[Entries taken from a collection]
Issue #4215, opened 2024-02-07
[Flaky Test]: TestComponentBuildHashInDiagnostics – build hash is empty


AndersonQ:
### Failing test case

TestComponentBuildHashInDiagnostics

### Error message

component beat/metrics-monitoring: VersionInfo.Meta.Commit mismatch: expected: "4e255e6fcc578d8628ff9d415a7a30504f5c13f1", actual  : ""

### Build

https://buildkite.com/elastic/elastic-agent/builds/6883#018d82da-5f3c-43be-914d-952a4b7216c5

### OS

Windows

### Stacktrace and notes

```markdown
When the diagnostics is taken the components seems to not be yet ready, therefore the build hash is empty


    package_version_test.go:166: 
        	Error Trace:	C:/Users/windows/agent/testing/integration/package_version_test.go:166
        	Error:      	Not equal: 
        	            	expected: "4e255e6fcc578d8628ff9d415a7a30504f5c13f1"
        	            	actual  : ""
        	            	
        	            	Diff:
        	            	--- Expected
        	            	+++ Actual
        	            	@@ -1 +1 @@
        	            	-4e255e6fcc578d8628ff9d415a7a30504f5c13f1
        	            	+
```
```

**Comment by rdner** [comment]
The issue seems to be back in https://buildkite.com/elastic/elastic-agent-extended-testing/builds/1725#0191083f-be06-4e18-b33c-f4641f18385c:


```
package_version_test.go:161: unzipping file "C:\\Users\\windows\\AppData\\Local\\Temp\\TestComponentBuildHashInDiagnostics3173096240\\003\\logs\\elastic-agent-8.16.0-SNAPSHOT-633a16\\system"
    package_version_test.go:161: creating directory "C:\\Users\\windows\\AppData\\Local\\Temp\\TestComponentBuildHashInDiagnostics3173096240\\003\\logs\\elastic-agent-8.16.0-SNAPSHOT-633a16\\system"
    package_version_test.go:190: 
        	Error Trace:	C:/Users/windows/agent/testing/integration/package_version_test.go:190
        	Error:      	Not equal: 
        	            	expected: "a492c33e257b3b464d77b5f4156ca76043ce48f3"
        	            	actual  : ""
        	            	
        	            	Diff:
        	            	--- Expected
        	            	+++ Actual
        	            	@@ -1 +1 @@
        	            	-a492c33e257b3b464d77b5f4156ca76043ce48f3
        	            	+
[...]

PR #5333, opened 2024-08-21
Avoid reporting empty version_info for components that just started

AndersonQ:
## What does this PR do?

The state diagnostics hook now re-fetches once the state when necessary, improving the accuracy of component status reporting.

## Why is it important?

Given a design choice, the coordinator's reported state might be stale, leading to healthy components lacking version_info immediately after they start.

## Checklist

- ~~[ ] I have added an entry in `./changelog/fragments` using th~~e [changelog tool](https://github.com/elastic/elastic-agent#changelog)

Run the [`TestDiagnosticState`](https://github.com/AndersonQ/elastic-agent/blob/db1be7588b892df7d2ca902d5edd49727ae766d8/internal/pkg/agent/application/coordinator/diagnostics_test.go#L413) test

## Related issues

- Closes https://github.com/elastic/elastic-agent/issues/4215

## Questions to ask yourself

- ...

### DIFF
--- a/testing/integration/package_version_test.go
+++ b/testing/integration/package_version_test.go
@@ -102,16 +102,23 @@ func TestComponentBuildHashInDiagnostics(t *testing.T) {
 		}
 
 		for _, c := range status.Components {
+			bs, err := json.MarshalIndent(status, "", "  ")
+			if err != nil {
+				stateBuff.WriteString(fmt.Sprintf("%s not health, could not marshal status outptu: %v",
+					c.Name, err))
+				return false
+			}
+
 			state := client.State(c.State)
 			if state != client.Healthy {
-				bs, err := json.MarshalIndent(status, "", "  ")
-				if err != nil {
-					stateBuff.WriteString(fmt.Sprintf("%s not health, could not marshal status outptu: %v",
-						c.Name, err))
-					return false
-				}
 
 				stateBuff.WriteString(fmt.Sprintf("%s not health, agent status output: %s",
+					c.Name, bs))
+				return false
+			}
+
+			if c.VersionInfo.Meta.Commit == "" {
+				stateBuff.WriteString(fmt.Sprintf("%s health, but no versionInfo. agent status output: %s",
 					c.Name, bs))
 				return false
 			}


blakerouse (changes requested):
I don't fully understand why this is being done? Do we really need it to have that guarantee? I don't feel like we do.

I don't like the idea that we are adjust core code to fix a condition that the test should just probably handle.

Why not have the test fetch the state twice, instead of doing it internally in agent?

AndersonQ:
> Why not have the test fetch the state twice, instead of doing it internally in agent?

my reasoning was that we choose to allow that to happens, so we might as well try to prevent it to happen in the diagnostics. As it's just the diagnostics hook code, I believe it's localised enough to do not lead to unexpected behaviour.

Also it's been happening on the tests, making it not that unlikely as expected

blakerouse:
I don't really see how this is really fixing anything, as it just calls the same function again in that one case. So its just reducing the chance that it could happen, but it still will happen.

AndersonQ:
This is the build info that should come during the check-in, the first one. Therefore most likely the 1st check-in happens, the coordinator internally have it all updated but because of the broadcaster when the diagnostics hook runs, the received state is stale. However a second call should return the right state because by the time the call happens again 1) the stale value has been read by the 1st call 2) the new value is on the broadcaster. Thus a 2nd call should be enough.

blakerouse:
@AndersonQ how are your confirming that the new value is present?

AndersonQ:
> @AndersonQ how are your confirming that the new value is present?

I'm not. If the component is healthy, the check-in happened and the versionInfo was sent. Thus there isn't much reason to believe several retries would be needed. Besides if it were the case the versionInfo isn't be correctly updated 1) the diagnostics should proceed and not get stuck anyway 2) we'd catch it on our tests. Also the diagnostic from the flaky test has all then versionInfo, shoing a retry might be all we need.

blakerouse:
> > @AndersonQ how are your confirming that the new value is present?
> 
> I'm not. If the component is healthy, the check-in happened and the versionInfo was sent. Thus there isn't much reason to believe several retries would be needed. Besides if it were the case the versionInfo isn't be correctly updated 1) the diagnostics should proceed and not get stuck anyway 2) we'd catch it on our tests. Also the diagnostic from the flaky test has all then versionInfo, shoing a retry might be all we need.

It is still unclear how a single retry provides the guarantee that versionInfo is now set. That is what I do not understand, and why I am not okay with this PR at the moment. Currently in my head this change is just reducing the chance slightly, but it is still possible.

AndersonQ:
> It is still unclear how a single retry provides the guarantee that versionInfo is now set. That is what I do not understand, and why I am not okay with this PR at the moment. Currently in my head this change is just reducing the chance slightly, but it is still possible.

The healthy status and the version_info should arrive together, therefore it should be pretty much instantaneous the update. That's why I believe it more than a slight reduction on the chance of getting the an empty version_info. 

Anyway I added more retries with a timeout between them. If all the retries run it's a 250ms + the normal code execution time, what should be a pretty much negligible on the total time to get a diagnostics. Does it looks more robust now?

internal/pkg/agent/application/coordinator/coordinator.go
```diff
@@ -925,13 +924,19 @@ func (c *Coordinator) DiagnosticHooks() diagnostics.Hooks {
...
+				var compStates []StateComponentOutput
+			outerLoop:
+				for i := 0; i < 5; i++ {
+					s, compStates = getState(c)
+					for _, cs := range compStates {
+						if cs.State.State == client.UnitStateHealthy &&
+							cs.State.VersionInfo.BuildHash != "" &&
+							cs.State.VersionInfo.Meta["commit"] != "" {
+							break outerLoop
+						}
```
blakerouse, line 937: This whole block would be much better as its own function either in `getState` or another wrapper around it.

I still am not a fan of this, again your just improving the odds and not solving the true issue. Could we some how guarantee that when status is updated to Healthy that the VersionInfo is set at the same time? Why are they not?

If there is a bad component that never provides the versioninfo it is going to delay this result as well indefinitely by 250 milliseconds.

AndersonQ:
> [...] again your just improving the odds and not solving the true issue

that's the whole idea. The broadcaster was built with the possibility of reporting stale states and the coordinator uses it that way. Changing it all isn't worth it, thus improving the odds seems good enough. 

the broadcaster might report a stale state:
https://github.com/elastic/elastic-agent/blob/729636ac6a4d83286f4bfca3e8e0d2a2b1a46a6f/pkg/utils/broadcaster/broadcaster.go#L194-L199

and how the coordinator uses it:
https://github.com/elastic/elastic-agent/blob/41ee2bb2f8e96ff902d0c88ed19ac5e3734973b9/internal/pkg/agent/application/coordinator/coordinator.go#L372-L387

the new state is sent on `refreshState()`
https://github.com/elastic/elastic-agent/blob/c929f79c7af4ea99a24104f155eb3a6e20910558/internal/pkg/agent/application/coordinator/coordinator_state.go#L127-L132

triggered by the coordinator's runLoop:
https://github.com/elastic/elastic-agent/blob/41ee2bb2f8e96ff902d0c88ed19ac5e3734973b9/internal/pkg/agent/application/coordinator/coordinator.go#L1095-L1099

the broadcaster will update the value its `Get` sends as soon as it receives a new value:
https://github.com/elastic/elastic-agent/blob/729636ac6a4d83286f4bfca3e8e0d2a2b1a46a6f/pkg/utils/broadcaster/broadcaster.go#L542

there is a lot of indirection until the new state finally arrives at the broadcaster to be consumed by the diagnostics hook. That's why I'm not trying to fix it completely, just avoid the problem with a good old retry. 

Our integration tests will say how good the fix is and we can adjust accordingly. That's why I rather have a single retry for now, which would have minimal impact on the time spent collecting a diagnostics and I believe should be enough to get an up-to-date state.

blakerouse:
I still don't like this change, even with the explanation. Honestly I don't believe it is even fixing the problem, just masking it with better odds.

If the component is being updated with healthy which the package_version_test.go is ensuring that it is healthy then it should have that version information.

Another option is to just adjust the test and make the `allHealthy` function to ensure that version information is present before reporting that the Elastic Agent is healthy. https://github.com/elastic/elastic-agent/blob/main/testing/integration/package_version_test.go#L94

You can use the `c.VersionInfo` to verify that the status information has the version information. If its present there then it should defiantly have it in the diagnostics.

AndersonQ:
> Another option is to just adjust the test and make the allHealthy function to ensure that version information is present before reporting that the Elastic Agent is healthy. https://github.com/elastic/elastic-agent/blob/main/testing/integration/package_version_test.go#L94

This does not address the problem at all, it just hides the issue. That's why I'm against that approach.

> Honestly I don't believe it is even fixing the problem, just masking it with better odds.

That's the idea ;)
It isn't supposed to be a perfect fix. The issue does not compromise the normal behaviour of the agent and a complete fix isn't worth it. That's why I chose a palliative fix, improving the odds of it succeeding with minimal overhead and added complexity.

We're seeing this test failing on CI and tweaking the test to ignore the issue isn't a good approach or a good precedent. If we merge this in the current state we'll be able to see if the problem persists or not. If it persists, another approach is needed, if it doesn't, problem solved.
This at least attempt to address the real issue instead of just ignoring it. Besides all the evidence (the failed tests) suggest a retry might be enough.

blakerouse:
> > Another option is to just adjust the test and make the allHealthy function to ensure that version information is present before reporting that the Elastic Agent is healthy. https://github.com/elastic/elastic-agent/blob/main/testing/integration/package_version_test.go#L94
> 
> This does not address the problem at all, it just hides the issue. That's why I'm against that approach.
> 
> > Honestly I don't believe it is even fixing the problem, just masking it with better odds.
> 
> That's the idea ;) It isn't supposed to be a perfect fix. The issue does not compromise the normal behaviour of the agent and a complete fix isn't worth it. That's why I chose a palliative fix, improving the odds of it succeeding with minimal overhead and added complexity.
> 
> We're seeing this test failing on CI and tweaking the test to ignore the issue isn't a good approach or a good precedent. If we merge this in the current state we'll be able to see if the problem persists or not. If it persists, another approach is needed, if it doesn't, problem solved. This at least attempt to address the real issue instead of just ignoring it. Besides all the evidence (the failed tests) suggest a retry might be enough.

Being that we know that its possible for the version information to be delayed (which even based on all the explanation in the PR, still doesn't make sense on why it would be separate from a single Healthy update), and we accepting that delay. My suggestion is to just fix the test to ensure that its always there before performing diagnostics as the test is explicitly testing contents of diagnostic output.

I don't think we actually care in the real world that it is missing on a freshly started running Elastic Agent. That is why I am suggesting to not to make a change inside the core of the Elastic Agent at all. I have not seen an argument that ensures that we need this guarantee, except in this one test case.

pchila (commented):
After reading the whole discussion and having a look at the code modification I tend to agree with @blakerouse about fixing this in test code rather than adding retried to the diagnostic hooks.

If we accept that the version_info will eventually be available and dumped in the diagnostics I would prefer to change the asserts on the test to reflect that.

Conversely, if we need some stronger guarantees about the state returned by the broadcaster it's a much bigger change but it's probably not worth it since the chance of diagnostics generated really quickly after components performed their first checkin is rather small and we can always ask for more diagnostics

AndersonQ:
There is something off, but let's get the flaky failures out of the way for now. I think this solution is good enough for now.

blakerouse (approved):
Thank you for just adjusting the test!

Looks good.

• WHAT IS BEING ASKED: The lines you need are those with the word "several"; list them from the entries.

• ANSWER BELOW:
I'm not. If the component is healthy, the check-in happened and the versionInfo was sent. Thus there isn't much reason to believe several retries would be needed. Besides if it were the case the versionInfo isn't be correctly updated 1) the diagnostics should proceed and not get stuck anyway 2) we'd catch it on our tests. Also the diagnostic from the flaky test has all then versionInfo, shoing a retry might be all we need.
> I'm not. If the component is healthy, the check-in happened and the versionInfo was sent. Thus there isn't much reason to believe several retries would be needed. Besides if it were the case the versionInfo isn't be correctly updated 1) the diagnostics should proceed and not get stuck anyway 2) we'd catch it on our tests. Also the diagnostic from the flaky test has all then versionInfo, shoing a retry might be all we need.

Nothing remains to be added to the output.